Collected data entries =
▬▬▬▬▬▬
PR #6309, opened 2025-06-18
use new Ecto 3.13 features

SteffenDE:


priv/templates/phx.gen.auth/context_functions.ex
```diff
@@ -284,16 +280,16 @@
...
+    Repo.transact(fn ->
+      with {:ok, <%= schema.singular %>} <- Repo.update(changeset) do
+        query = <%= inspect schema.alias %>Token.by_<%= schema.singular %>_and_contexts_query(<%= schema.singular %>, :all)
+        tokens_to_expire = Repo.all(query)
+
+        tokens_to_expire
+        |> <%= inspect schema.alias %>Token.delete_all_query()
+        |> Repo.delete_all()
+
+        {:ok, {<%= schema.singular %>, tokens_to_expire}}
```
SteffenDE, line 292: I changed it to pass that tuple through all places where we previously had the three-tuple.

josevalim (approved):

PR #6312, opened 2025-06-21
Provide better name for validate_email option

josevalim:
The code also validates if the email changed but I think adding uniqueness to the option is good enough?

### DIFF
--- a/priv/templates/phx.gen.auth/settings_live.ex
+++ b/priv/templates/phx.gen.auth/settings_live.ex
@@ -80,7 +80,7 @@ defmodule <%= inspect context.web_module %>.<%= inspect Module.concat(schema.web
 
   def mount(_params, _session, socket) do
     <%= schema.singular %> = socket.assigns.<%= scope_config.scope.assign_key %>.<%= schema.singular %>
-    email_changeset = <%= inspect context.alias %>.change_<%= schema.singular %>_email(<%= schema.singular %>, %{}, validate_email: false)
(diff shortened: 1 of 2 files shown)


SteffenDE:
Do you have more context about this? Looking at this I find just `validate_email` fine as is, but I may be missing the problem.

josevalim:
The issue is that we do other email validations, such as on the format, even when `validate_email: false`.

priv/templates/phx.gen.auth/settings_live.ex
```diff
@@ -80,7 +80,7 @@ defmodule <%= inspect context.web_module %>.<%= inspect Module.concat(schema.web
 
   def mount(_params, _session, socket) do
     <%= schema.singular %> = socket.assigns.<%= scope_config.scope.assign_key %>.<%= schema.singular %>
-    email_changeset = <%= inspect context.alias %>.change_<%= schema.singular %>_email(<%= schema.singular %>, %{}, validate_email: false)
+    email_changeset = <%= inspect context.alias %>.change_<%= schema.singular %>_email(<%= schema.singular %>, %{}, validate_email_uniqueness: false)
```
josevalim, line 83:
```suggestion
    email_changeset = <%= inspect context.alias %>.change_<%= schema.singular %>_email(<%= schema.singular %>, %{}, validate_unique: false)
```

SteffenDE (approved):

PR #6318, opened 2025-06-25
Remove outdated note about user authentication setup in contexts guide

steve-human:
At this stage of the guide, the user has already set up real authentication. This note appears to be outdated and was likely left in by mistake


SteffenDE:
Thank you! 🙌🏻

PR #6321, opened 2025-06-27
Fix missing examples

txssu:
Before

image

After

image

### DIFF
--- a/assets/js/phoenix/index.js
+++ b/assets/js/phoenix/index.js
@@ -26,7 +26,7 @@
  * events are listened for, messages are pushed to the server, and
  * the channel is joined with ok/error/timeout matches:
  *
- * ```javascript
+ * ```
  * let channel = socket.channel("room:123", {token: roomToken})
  * channel.on("new_msg", msg => console.log("Got message", msg) )
  * $input.onEnter( e => {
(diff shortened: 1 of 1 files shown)


SteffenDE:
Thank you!

rhcarvalho:
This is strange, I would think the `documentation` NPM package would support the language hint in Markdown code blocks, just as in the example here:

https://github.com/documentationjs/documentation/blob/8d029e735d2661c8f5e097c285050c7abe5edf6e/docs/NODE_API.md#examples

However, there's indeed a bug which describes exactly what we observed here https://github.com/documentationjs/documentation/issues/1428.

And I confirmed that the code blocks go missing if we set the language to `javascript` (or anything else).

SteffenDE:
@rhcarvalho some time I might be able to finish up https://github.com/phoenixframework/phoenix/pull/6364, then we'll have more modern docs :D

rhcarvalho:
Wow, massive change! The UI looks the same, so perhaps the bug in only manifesting when the source code is JS, not TS?!

Would be nice to have the JS docs surfaced inside of the Elixir docs, single experience! But that might require yet another massive lift.

Hey, thanks for the good work in Phoenix! Upgrading to 1.8 and LV 1.1 was smooth (other than self-inflicted small mistakes on my side, promptly fixed).

PR #6334, opened 2025-07-02
Enable Tailwind `dark:` with data-theme attribute

rubas:
The Theme Switcher [root.html.heex](https://github.com/phoenixframework/phoenix/blob/main/installer/templates/phx_web/components/layouts/root.html.heex) uses the `data-theme` attribute to toggle between light/dark themes. 
Tailwind's `dark:` variant expects per default a `class="dark"` though.

This custom variant makes Tailwind's `dark:` work with `data-theme="dark"`.

`@custom-variant dark (&:where([data-theme=dark], [data-theme=dark] *));`

Without this, the `dark:` utility will not work, even DaisyUI themes switch correctly.

👉 Reference: https://tailwindcss.com/docs/dark-mode#using-a-data-attribute

### DIFF
--- a/installer/templates/phx_assets/app.css
+++ b/installer/templates/phx_assets/app.css
@@ -96,7 +96,7 @@
 @custom-variant phx-submit-loading (.phx-submit-loading&, .phx-submit-loading &);
 @custom-variant phx-change-loading (.phx-change-loading&, .phx-change-loading &);
 
-/* Use the data attribute for Dark Mode  */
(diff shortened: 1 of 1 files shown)


Gazler:
This is how daisyUI recommends doing it too 
https://daisyui.com/docs/themes/#how-to-apply-tailwinds-dark-selector-for-specific-themes

SteffenDE:
Thank you! 🙌🏻

PR #6337, opened 2025-07-05
Fix missing newline in phx.gen.auth template

rhcarvalho:
When the `--binary-id` option is used with `phx.gen.auth`, the generated schema file was missing a blank line between the `import Ecto.Changeset` and the `@primary_key` declaration.

The new placing of the `<%= if ... do %>...<% end %>` construct matches how it is done in the `schema_token.ex` template file.


SteffenDE:
🙌🏻

PR #6338, opened 2025-07-05
Remove deprecated route names from phx.gen.* templates

rhcarvalho:
After running `mix phx.gen.auth` and reviewing the generated code, I noticed that it added the `as: :some_name` option to the `scope` macro in the router.

This option is not there on new projects, and `:as` is documented to have no effect when using Verified Routes (which phx.new uses).

Considering the Router Helpers deprecation status, this commit removes the `as: :some_name` option from the generated code.

It does mean someone using the modern generators within a project using Helpers would have to manually add the `as: :some_name` option if they want to have a `some_name_path` function.


josevalim:

PR #6448, opened 2025-08-31
Remove reference to `{:system, env_var}` from docs

rhcarvalho:
It has been deprecated since #4709.


josevalim:

PR #6454, opened 2025-09-01
Update Tailwind to version 4.1.12 to prevent some unpredictable behaviors in utility classes.

shahryarjb:
In Tailwind 4.1.7 when you use some class like `space-y-10` , you can see in your browser it is created like

```css
.space-y-10 {}
```

photo_2025-09-01 12 55 20

After updating to last version it is fixed!

> I tested it in Phoenix 1.8.1 with `mix phx.new ...` in the last version of windows and mac os; I should be noted I did not test the Phoenix source directly

### DIFF
--- a/installer/templates/phx_single/config/config.exs
+++ b/installer/templates/phx_single/config/config.exs
@@ -45,7 +45,7 @@ config :esbuild,
 
 # Configure tailwind (the version is required)
 config :tailwind,
-  version: "4.1.7",
+  version: "4.1.12",
   <%= @app_name %>: [
     args: ~w(
       --input=assets/css/app.css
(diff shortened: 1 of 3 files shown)


SteffenDE:
@shahryarjb what was the reason to close? In general it's fine for us to bump the Tailwind version for new projects :)

shahryarjb:
Hi dear @SteffenDE ,
I realized that I need to update Tailwind (but it is not the main problem), and it seems that in the new Tailwind v4, some priorities have changed in classes loading. Similar to version 3, there might be cases where certain classes shouldn’t be used together. That’s why I thought maybe it would be better to close it for now.

But overall, I think updating to the new version is a good idea, it solves some of the issues we’re currently facing.
Thanks a lot! I've reopened it now.

josevalim:

PR #6457, opened 2025-09-02
[phx gen.auth] test on page content not page nav content

nduitz:
This test currently asserts on the "Log in" text rendered in the root layout's default navigation.

IMHO this should assert on actual page content instead of nav bar content.

Maybe it was meant to assert on this "Log in":
https://github.com/phoenixframework/phoenix/blob/db21e45e558f5bb8774e552f9afcae147cae680b/priv/templates/phx.gen.auth/confirmation_live.ex#L50

But that would require the user to be already logged in, not just to be confirmed and would require a different test that I tried to implement.
However the problem with that test is that the assertion is also satisfied by the nav bar content.


josevalim:
Yes, I like the button assertions!

SteffenDE:
I'll follow this up with another PR!

PR #6458, opened 2025-09-02
Fix missing () in error message's suggestion

MaxLap:
A minor typo: `send(self, :after_join)` -> `send(self(), :after_join)`


SteffenDE:
🙌🏻

PR #6463, opened 2025-09-05
Context Guides: Fix and Enhance Code Snippets

thisistonydang:
I was going through the new context guides and noticed a couple of code snippet issues:

- In **"4. Cross-context Boundaries"**: `broadcast` should be `broadcast_cart` to match the code from the generators.  
- Similarly in **"5. Bringing It Home"**: `broadcast` should be `broadcast_order`.

Additionally, the `show.html.heex` templates aren’t wrapped in the layout component (e.g., `<Layouts.app flash={@flash}>...</Layouts.app>`). This isn’t an error, but wrapping them makes the templates feel more consistent with the rest of the app :)


SteffenDE:
Thank you! 🙌🏻

PR #6474, opened 2025-09-10
Update checkbox input

sa-mm:
The use case is to support checkboxes outside the <.form /> element. One needs the `form` attribute on the shadow input. Otherwise, you end up with inconsistent behavior.

```elixir
<.input type="checkbox" form={@form.id} field={@form[:active]} />
<.form for={@form} id={@form.id}></.form>
```

We've been using this in production for a few months without issue. I'm happy to make adjustments if there are concerns about passing all of `rest` to that input.

### DIFF
--- a/installer/templates/phx_web/components/core_components.ex
+++ b/installer/templates/phx_web/components/core_components.ex
@@ -188,7 +188,7 @@ defmodule <%= @web_namespace %>.CoreComponents do
     ~H"""
     <div class="fieldset mb-2">
       <label>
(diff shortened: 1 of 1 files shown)


SteffenDE:
Let's only pass `form={@rest[:form]` instead of all of `@rest`?

sa-mm:
> Let's only pass `form={@rest[:form]` instead of all of `@rest`?

Sounds good. I pushed up the change.

chrismccord:
❤️❤️❤️🐥🔥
▬▬▬▬▬▬
Your goal = When a line above contains the string "root", copy that line.

Exercise answer =
The Theme Switcher [root.html.heex](https://github.com/phoenixframework/phoenix/blob/main/installer/templates/phx_web/components/layouts/root.html.heex) uses the `data-theme` attribute to toggle between light/dark themes. 
This test currently asserts on the "Log in" text rendered in the root layout's default navigation.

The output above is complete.